How to Choose the Right Time to Propose to the Woman You Love
You love your woman, but you are wondering if she feels the same way as you. However, you are wondering if you will make a fool out of yourself if you ask her to marry you now.
Finding the right time to propose can be tricky sometimes. You want it to be a surprise, yet you want to at least be almost sure that she will say yes. Men get nervous about proposing to their girlfriends even when they know their girlfriend loves them.
Before you propose to your girlfriend you will want to consider the following:
—Have you and your girlfriend yet talked about marriage?
—If you have discussed marriage, how does your girlfriend feel about tying the knot in general at this time? (I.e. she may have said before that she probably wants to wait until she is finished with college before getting married.)
—Do you know at least a little bit about what kind of life you both would want together if you ever got married?
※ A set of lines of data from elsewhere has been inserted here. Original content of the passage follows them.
PR #12272, opened 2025-10-28
[bugfix] Fix tcp port conflict(zmq.error.ZMQError: Address already in use) when zmq socket is bound to random port

wcsjtu:
Change-Id: I19637d77e6a27af4674a9a7abcfce6f29a874d95

## Motivation

`get_free_port` has concurrency issues because it releases the socket and port when it returns.  This PR just used zmq native inferface `bind_to_random_port` instead of it

```py
def get_free_port():
    # try ipv4
    try:
        with socket.socket(socket.AF_INET, socket.SOCK_STREAM) as s:
            s.bind(("", 0))
            return s.getsockname()[1]
    except OSError:
        # try ipv6
        with socket.socket(socket.AF_INET6, socket.SOCK_STREAM) as s:
            s.bind(("", 0))
            return s.getsockname()[1]
``` 

```shell
  File "/sgl-workspace/sglang/python/sglang/srt/disaggregation/nixl/conn.py", line 139, in __init__
    self._start_bootstrap_thread()
  File "/sgl-workspace/sglang/python/sglang/srt/disaggregation/nixl/conn.py", line 650, in _start_bootstrap_thread
    self._bind_server_socket()
  File "/sgl-workspace/sglang/python/sglang/srt/disaggregation/common/conn.py", line 96, in _bind_server_socket
    self.server_socket.bind(format_tcp_address(self.local_ip, self.rank_port))
  File "/usr/local/lib/python3.12/dist-packages/zmq/sugar/socket.py", line 320, in bind
    super().bind(addr)
  File "zmq/backend/cython/_zmq.py", line 1009, in zmq.backend.cython._zmq.Socket.bind
    _check_rc(rc)
    ^^^^^^^^^^^
  File "zmq/backend/cython/_zmq.py", line 190, in zmq.backend.cython._zmq._check_rc
    raise ZMQError(errno)
    ^^^^^^^^^^^
zmq.error.ZMQError: Address already in use (addr='tcp://****:10039')
```

## Checklist

- [x ] Format your code according to the [Format code with pre-commit](https://docs.sglang.ai/developer_guide/contribution_guide.html#format-code-with-pre-commit).


jimmy-evo:
same to #11961

jimmy-evo:
BTW, lazy assign cannot resolve the root cause

ShangmingCai:
I think a better solution is still using the `get_free_port() ` to bind a random port, but we add a util function which includes a `while` and` try catch `block to make sure it succeeds.

wcsjtu:
> I think a better solution is still using the `get_free_port() ` to bind a random port, but we add a util function which includes a `while` and`try catch`block to make sure it succeeds.

This PR does not remove `get_free_port`; it simply removes its use for obtaining ZMQ ports. This is because ZMQ does not accept Python socket objects or `fd` as the `bind` argument. This means that if ZMQ wants to use a port obtained with `get_free_port`, it must first release the port before allowing ZMQ to occupy it. However, between the release and occupation, another process might obtain the same port through `get_free_port`, leading to port conflicts.

wcsjtu:
> BTW, lazy assign cannot resolve the root cause

the race condition is unsolvable unless zmq socket can `steal reference` from python socket object.

python/sglang/srt/disaggregation/common/conn.py
```diff
@@ -68,15 +67,14 @@ def __init__(
...
-        self.rank_port = get_free_port()
+        self.rank_port = -1  # lazy assign when bound to random port
         self.local_ip = get_local_ip_auto()
         self.server_socket = zmq.Context().socket(zmq.PULL)
         if is_valid_ipv6_address(self.local_ip):
             self.server_socket.setsockopt(zmq.IPV6, 1)
         self.request_status: Dict[int, KVPoll] = {}
 
         if self.disaggregation_mode == DisaggregationMode.PREFILL:
-            self._register_to_bootstrap()
```
ShangmingCai, line 79: Why do we extract this from the common backend?

python/sglang/srt/disaggregation/common/conn.py
```diff
@@ -68,15 +67,14 @@ def __init__(
         )
         self.pp_size = server_args.pp_size
         self.pp_rank = self.kv_args.pp_rank
-        self.rank_port = get_free_port()
+        self.rank_port = -1  # lazy assign when bound to random port
         self.local_ip = get_local_ip_auto()
         self.server_socket = zmq.Context().socket(zmq.PULL)
```
ShangmingCai: Can we not use lazy bind? Maybe just move the initialization of `self.rank_port` to the next line of `self.server_socket = zmq.Context().socket(zmq.PULL)`, does it work?

wcsjtu: > Can we not use lazy bind? Maybe just move the initialization of `self.rank_port` to the next line of `self.server_socket = zmq.Context().socket(zmq.PULL)`, does it work?

If we can guarantee that all backends will use ZMQ, then we can put `bind` in the `CommonKVManager` class. TCP port resources are scarce.

ShangmingCai: Currently yes, ascend backend is inherited from mooncake backend, and nixl backend also borrows the design of mooncake, they both need ZMQ for metadata transfer.

wcsjtu: The expr `self.register to bootstrap()` is moved to `Common KVManager`, and remove the `lazy assignment` of ZMQ port

python/sglang/srt/disaggregation/mooncake/conn.py
```diff
@@ -851,7 +851,9 @@ def transfer_worker(
                 )
 
     def start_prefill_thread(self):
-        self._bind_server_socket()
+        # self._bind_server_socket()
+        # already bound in CommonKVManager init
+        pass
```
ShangmingCai: No need for the comment and pass.

python/sglang/srt/disaggregation/mooncake/conn.py
```diff
@@ -889,7 +891,9 @@ def bootstrap_thread():
         threading.Thread(target=bootstrap_thread).start()
 
     def start_decode_thread(self):
-        self._bind_server_socket()
+        # self._bind_server_socket()
+        # already bound in CommonKVManager init
+        pass
```
ShangmingCai: ditto

python/sglang/srt/disaggregation/nixl/conn.py
```diff
@@ -647,7 +647,9 @@ def check_transfer_done(self, room: int):
         return self.transfer_statuses[room].is_done()
 
     def _start_bootstrap_thread(self):
-        self._bind_server_socket()
+        # self._bind_server_socket()
+        # already bound in CommonKVManager init
+        pass
```
ShangmingCai: ditto

python/sglang/srt/disaggregation/common/conn.py
```diff
@@ -92,8 +91,11 @@ def __init__(
                 f"Unsupported DisaggregationMode: {self.disaggregation_mode}"
             )
 
-    def _bind_server_socket(self):
-        self.server_socket.bind(format_tcp_address(self.local_ip, self.rank_port))
+    def _bind_server_socket(self) -> int:
+        """auto choose random available port, then bind it and return it"""
+        addr = f"tcp://{maybe_wrap_ipv6_address(self.local_ip)}"
+        port = self.server_socket.bind_to_random_port(addr)
+        return port
```
ShangmingCai: If `get_zmq_socket` is an already existing util, we should use that and remove `_bind_server_socket`.

ShangmingCai (commented):
@jinmingyi1998 Can you sync in 1 PR? If `get_zmq_socket` is an already existing util, we should use that and remove `_bind_server_socket`.
And if using reserve range ports is not a popular requirement among the SGLang users, we should not introduce it in this PR when `bind_to_random_port` is sufficient to address the 'Address already in use' issue.

jimmy-evo:
> @jinmingyi1998 Can you sync in 1 PR? If `get_zmq_socket` is an already existing util, we should use that and remove `_bind_server_socket`. And if using reserve range ports is not a popular requirement among the SGLang users, we should not introduce it in this PR when `bind_to_random_port` is sufficient to address the 'Address already in use' issue.

@ShangmingCai 
yes, `get_zmq_socket` can do this.

And it is recommended to explicitly specify the port range to be used, as this feature supports such configuration.

wcsjtu:
-  I refactor `get_zmq_socket` function in @python/sglang/srt/utils/common.py. 
    - add new keyword argument `port_range` to specifying the range of ports, it may be useful as discussed above.
    - unify the return type. and introduce a new function `get_zmq_socket_port` to get port from zmq socket
- use `get_zmq_socket` to create zmq socket `of KVManager`

wcsjtu:
@ShangmingCai

ShangmingCai:
> @ShangmingCai

@wcsjtu I have recommented @jinmingyi1998 to add you as an co-author of #11961, which try to address the same problem as this PR. I think configurable port range is not a highly required feature, so it should be introduced in another PR when we really need it in the future.

wcsjtu:
> > @ShangmingCai
> 
> @wcsjtu I have recommented @jinmingyi1998 to add you as an co-author of #11961, which try to address the same problem as this PR. I think configurable port range is not a highly required feature, so it should be introduced in another PR when we really need it in the future.

thanks for reply. The main purpose of this pr is to fix the bug of `port conflict` when launching sglang. It's a critical bug which blocks the all other features

ShangmingCai:
Closed as integrated in https://github.com/sgl-project/sglang/pull/11961.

For example, do you know how big of a house you would want or what kind of standard of living you want?
—How do you and your girlfriend feel about having children?
—Do you share enough of the same interests?
—How well do you know each other’s families?
—Are you both emotionally stable enough to handle marriage?
—Are you both responsible enough to handle this lifetime commitment?
—Can you honestly see spending the rest of your life with this one woman?
If you are satisfied with the answers of the above questions as well as others you may have asked your partner, then you may be ready to propose. If that is the case, you may be wondering how to go about it.
For example, you may consider getting creative. One of the classic alternative ways to present a ring to a woman is to put it in the bottom of a wine or champagne glass at the dinner table.
You might consider going Christmas tree shopping with your mate and placing the gift under a Christmas tree you intend to buy. Some people have had a ring sent to their mate while a romantic dinner is being served at a restaurant.
If you are planning on proposing you will want to keep it as much of a secret as possible. Therefore, you will want to mention your proposal plans to as few of your girlfriends’ friends or family members as possible.
It would be best to only tell as many people as those who are able to keep a secret. Those people can perhaps also help you with setting the right engagement scene as well.
Also, it is recommended that you have a back-up plan in case your first proposal plan does not work. More importantly, if your girlfriend says she is not ready to be married it may not mean that she does not love you. Just be patient and give her some time to reconsider.